───── RECORDS FOR THIS TASK ─────

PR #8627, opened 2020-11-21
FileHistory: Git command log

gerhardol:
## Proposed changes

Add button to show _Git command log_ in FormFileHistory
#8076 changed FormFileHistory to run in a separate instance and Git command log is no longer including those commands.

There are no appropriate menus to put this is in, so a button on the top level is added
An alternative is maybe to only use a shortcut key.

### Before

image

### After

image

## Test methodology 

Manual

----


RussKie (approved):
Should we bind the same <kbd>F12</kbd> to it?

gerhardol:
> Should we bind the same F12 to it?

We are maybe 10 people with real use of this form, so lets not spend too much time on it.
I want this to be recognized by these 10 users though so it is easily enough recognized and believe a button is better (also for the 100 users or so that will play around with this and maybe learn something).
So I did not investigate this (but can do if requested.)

─────
───── RECORDS FOR THIS TASK ─────

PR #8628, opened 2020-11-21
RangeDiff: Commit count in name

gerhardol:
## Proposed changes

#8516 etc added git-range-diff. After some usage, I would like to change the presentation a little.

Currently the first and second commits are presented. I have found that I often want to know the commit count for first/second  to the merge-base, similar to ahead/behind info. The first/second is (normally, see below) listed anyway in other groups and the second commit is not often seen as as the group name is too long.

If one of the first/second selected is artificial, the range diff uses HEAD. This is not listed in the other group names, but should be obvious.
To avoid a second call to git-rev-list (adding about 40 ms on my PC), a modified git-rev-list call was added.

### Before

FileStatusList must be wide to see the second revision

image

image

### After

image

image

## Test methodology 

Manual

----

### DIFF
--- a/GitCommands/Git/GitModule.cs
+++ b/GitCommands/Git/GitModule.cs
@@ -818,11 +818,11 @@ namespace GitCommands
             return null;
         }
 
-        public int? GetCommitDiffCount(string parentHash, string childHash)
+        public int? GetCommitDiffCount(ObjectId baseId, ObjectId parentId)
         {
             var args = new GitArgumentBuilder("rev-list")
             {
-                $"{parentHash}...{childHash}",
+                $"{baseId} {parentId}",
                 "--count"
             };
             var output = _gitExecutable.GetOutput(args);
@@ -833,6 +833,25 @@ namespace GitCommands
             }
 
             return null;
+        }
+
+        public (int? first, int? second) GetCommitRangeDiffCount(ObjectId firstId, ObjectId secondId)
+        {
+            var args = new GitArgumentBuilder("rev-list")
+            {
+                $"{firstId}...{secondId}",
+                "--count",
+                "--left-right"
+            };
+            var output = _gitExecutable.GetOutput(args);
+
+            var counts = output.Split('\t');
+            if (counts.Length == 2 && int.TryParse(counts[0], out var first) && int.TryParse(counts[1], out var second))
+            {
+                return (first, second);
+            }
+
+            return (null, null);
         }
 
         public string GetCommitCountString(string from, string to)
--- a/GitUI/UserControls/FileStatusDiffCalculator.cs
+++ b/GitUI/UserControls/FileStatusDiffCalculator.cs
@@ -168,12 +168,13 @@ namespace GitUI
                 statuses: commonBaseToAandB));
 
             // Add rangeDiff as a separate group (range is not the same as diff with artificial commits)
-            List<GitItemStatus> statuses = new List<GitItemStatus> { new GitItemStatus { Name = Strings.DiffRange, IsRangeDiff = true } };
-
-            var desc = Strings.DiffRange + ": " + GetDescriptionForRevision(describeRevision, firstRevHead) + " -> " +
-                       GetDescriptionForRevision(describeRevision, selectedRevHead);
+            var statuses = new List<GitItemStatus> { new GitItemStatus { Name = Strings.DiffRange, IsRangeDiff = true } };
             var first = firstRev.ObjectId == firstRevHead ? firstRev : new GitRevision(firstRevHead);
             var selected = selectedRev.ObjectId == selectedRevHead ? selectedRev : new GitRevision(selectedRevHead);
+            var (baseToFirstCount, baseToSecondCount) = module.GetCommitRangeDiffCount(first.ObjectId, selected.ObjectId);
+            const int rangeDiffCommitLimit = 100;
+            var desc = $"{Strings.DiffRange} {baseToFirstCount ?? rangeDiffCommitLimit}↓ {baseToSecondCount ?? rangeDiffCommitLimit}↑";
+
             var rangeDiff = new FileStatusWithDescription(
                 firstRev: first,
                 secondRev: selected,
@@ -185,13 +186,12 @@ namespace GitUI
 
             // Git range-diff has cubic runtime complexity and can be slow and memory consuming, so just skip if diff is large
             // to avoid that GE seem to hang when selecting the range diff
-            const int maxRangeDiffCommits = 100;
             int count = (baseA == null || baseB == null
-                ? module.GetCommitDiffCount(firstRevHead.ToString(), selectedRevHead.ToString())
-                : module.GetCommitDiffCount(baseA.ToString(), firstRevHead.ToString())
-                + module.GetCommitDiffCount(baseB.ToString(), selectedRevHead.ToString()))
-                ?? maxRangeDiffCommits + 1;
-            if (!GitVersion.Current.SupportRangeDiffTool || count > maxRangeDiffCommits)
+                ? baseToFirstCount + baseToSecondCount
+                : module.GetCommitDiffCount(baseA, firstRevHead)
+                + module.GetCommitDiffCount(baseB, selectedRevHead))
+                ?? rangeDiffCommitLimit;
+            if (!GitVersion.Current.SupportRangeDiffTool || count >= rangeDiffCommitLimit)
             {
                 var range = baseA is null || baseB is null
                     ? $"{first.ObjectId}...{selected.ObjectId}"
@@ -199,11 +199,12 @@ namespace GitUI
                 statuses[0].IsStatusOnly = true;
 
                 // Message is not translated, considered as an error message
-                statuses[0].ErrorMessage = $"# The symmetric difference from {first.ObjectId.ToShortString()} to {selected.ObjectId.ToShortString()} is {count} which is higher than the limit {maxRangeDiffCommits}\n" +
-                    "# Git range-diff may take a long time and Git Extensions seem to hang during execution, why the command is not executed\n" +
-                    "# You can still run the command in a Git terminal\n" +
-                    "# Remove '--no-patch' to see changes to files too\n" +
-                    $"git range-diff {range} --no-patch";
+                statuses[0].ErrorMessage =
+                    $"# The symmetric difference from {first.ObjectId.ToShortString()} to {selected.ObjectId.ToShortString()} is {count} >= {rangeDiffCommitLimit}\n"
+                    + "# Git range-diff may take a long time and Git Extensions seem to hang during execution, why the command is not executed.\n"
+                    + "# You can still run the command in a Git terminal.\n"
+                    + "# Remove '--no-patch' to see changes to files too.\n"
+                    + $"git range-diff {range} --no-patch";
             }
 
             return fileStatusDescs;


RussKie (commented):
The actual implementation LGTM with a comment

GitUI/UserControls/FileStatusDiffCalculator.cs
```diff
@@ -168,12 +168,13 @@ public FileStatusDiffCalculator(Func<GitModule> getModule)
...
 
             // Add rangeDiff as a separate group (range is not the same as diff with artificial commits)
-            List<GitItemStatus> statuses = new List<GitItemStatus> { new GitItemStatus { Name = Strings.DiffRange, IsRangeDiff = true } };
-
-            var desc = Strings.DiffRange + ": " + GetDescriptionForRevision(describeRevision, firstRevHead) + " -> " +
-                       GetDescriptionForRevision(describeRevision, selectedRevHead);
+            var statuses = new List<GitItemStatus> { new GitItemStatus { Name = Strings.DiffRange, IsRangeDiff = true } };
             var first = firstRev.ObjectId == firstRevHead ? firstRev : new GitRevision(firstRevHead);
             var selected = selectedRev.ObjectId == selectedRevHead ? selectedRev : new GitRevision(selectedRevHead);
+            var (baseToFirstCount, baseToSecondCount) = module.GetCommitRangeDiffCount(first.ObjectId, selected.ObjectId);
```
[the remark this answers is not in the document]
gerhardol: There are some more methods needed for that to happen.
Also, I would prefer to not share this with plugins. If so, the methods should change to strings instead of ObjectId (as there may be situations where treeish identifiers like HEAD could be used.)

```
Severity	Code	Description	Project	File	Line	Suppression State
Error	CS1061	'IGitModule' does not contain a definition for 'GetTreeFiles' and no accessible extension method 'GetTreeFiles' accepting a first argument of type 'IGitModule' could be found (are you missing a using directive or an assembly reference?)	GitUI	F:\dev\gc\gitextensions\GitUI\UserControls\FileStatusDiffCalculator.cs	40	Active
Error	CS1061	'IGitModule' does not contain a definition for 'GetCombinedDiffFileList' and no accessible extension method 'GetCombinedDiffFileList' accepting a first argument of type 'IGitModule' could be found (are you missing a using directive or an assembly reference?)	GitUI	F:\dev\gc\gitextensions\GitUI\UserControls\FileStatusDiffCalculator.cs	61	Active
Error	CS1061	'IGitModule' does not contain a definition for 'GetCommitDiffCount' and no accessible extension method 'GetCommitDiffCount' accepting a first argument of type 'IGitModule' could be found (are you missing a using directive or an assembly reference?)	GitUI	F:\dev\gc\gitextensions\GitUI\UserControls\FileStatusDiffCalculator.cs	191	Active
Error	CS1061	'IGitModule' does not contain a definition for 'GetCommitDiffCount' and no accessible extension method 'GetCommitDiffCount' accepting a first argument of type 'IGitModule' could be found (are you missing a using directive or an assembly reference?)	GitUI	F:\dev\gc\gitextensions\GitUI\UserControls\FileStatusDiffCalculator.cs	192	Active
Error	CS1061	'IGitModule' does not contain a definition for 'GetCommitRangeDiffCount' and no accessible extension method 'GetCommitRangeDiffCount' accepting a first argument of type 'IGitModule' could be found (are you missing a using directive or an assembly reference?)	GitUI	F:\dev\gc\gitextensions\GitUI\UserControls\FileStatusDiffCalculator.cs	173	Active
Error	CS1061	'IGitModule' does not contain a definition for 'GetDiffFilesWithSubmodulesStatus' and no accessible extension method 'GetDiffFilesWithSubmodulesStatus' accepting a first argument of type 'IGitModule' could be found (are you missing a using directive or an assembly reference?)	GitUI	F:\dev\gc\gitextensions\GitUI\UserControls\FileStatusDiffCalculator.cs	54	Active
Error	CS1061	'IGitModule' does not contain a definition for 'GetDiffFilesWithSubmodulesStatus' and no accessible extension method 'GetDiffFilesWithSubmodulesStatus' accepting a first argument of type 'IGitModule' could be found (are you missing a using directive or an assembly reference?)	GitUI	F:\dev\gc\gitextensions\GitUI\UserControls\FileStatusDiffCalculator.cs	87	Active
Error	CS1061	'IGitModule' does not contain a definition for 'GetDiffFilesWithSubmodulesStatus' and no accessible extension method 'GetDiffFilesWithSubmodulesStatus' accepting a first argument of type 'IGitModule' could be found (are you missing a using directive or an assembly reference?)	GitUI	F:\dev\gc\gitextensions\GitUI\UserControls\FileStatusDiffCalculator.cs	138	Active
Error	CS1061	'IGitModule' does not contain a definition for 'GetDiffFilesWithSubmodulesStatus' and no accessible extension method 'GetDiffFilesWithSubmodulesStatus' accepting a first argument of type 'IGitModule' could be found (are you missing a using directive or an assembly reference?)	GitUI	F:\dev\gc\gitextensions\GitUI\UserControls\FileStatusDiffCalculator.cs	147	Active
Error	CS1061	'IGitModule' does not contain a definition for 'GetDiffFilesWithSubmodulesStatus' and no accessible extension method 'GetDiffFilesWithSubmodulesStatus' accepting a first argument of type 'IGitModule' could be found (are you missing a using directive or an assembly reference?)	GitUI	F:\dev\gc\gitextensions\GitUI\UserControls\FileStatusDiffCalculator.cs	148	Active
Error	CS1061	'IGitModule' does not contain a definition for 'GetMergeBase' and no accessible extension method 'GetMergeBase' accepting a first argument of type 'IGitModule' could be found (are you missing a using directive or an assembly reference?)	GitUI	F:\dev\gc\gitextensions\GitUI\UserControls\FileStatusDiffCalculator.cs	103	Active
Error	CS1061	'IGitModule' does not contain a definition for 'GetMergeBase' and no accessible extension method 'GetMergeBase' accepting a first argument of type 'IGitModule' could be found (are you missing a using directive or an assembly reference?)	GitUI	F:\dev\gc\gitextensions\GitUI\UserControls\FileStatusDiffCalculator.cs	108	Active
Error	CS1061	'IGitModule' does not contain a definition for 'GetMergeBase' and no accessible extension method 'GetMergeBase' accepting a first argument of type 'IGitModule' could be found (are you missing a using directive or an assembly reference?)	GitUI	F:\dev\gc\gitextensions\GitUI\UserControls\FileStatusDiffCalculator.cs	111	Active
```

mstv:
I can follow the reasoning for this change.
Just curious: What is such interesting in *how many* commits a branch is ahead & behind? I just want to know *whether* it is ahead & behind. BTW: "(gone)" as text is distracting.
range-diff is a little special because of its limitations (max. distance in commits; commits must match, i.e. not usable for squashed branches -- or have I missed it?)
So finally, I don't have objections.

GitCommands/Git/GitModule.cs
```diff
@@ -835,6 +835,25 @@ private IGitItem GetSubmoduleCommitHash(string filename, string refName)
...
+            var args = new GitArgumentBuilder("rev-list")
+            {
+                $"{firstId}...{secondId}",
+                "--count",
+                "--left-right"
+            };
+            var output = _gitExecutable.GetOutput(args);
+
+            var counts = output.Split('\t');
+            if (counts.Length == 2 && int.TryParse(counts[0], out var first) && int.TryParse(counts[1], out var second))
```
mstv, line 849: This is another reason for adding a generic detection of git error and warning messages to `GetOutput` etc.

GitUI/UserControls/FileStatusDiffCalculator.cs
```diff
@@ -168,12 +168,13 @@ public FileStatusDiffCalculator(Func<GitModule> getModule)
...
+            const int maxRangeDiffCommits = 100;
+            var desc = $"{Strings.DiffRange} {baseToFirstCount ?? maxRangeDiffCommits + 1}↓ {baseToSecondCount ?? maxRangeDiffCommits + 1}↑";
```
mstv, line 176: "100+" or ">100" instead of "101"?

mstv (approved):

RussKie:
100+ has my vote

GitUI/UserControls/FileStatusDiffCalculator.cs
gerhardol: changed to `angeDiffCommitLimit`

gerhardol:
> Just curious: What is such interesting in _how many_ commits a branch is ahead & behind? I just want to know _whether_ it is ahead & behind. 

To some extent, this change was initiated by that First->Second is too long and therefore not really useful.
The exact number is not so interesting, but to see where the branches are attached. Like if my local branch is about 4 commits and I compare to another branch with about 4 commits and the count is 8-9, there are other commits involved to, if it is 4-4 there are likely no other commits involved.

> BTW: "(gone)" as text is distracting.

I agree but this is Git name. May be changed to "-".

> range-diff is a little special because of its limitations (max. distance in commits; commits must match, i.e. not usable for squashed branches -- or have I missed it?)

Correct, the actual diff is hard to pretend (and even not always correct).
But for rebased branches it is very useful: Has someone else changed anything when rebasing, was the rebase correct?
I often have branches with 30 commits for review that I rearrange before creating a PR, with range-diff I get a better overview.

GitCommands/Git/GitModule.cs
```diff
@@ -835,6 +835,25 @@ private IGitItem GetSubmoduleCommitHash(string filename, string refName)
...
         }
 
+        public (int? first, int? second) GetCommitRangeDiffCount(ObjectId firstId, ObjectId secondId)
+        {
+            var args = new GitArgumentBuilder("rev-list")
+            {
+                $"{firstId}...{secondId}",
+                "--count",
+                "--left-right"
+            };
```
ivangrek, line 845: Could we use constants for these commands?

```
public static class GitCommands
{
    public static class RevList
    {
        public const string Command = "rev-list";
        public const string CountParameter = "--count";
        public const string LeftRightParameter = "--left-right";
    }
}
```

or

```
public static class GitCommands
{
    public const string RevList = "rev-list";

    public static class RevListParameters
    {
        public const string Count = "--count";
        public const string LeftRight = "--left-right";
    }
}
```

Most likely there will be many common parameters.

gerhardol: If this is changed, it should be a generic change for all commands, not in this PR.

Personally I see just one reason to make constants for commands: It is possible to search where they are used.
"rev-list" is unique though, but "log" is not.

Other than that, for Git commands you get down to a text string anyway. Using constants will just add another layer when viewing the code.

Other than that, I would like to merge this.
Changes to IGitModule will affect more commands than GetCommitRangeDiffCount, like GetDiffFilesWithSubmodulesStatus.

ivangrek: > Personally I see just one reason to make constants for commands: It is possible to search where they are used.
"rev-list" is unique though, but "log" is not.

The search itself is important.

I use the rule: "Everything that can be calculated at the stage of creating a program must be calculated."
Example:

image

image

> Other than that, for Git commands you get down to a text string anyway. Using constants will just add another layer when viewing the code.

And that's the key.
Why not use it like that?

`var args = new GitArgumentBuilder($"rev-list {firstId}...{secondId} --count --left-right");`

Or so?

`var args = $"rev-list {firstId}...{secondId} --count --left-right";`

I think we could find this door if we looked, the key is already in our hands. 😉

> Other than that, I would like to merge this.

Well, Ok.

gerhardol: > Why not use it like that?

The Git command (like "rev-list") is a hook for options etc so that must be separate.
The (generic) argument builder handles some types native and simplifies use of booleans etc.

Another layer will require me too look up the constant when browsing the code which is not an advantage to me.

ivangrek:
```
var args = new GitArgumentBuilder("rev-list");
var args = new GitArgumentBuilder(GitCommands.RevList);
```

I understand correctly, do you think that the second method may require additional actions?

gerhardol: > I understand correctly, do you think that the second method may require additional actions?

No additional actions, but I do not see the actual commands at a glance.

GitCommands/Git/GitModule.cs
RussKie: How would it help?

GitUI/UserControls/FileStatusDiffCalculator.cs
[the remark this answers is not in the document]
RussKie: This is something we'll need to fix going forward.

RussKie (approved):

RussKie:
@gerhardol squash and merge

─────

Take every line from the data above that holds "about" and copy it out.

◆ FINAL ANSWER:
To avoid a second call to git-rev-list (adding about 40 ms on my PC), a modified git-rev-list call was added.
The exact number is not so interesting, but to see where the branches are attached. Like if my local branch is about 4 commits and I compare to another branch with about 4 commits and the count is 8-9, there are other commits involved to, if it is 4-4 there are likely no other commits involved.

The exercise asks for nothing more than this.